B. Salt – 07.33: Doing nothing is– I want to set up a think tank in concert, perhaps, with other industry bodies.
B. Salt – 07.39: I want active, articulate participants in the debate.
B. Salt – 07.44: About 18 months ago, um someone– I was in the centre of inter– uh, independent studies, is a right wing think tank in Sydney, wrote an article in the Sydney Morning Herald opinion pages on the benefits of growth.
B. Salt – 07.57: They wanted to balance the argument at that time.
B. Salt – 07.59: I read the blog responses to that.
B. Salt – 08.03: If you ever want to see the hate blogosphere, the extreme thinking that you are up against, just jump onto any of those websites.
B. Salt – 08.14: Not one person, not one, in 230 put a reasoned, balanced, measured counter response.
B. Salt – 08.22: I want to see someone actually in there and every time you do not respond, negative sentiment extends just that bit further across middle Australia.
B. Salt – 08.32: I want to see someone, somebody, some group of people, counter the negativism in all theatres; social media, Twitter, blogosphere.
B. Salt – 08.44: Seek out, and not destroy, seek out and balance every extreme view.
B. Salt – 08.52: Take the fight to them.
B. Salt – 08.55: Sitting back is not an option.
B. Salt – 08.56: I do understand that individuals cannot do this.
B. Salt – 09.00: But surely there is a way you can actually fund a group to do it on your behalf.
B. Salt – 09.07: This is not a pitch for me, at all, but I would certainly be advi– I would love to advise, say this is what you need to do, this is how you need to set it up.
B. Salt – 09.16: Um, this is, these are the groups that you need to go after.
B. Salt – 09.20: And the other thing I would do is actually run a pulse survey.
B. Salt – 09.25: What is the sentiment towards business in Sydney, Melbourne, Brisbane?
B. Salt – 09.30: Is it 80/20 against?
B. Salt – 09.32: Odd surveys, every six months
B. Salt – 09.34: I dunno what that costs, whatever that costs, I’d run it every six months.

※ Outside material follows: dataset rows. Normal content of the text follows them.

PR #386, opened 2025-01-28
Fix small English grammar error in AccountXViewModel.ts

phrawzty:
It's a verb, in this case. :)


SaptakS (approved):
Thanks for your PR! Looks good to me.

PR #390, opened 2025-02-06
Better X loading page

micahflee:
When you first open Cyd and the first logged in account loads, there's a second of loading where you just a white screen with an hourglass in the message field.

This updates it so that it shows the Cyd Windows installer loading gif animation instead.

Screenshot 2025-02-05 at 5 54 42 PM


SaptakS (approved):
LGTM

B. Salt – 09.38: What’s your attitude to growth and development? Hate it, don’t like it.
B. Salt – 09.42: 80 percent against, 20 percent for.
B. Salt – 09.45: Then I’d run it six months later. And then six months later, and six months later.
B. Salt – 09.50: And I would see whether this taking of the fight to the blogosphere, to the meetings, to every possible theatre you can imagine.
B. Salt – 10.00: To the opinion pages of the Herald Sun; see whether it works.
B. Salt – 10.05: You can actually measure it.
B. Salt – 10.08: Um, cost, look I don’t know what this sort of thing costs, I’m just basing it on, you know, a small consulting group, I suppose, two–three mil a year.
B. Salt – 10.16: What is the cost?
B. Salt – 10.17: What is the cost of doing nothing at the moment?
B. Salt – 10.21: And my argument is, doing nothing is not an option.
B. Salt – 10.25: I think this goes beyond the BCA, the PCA.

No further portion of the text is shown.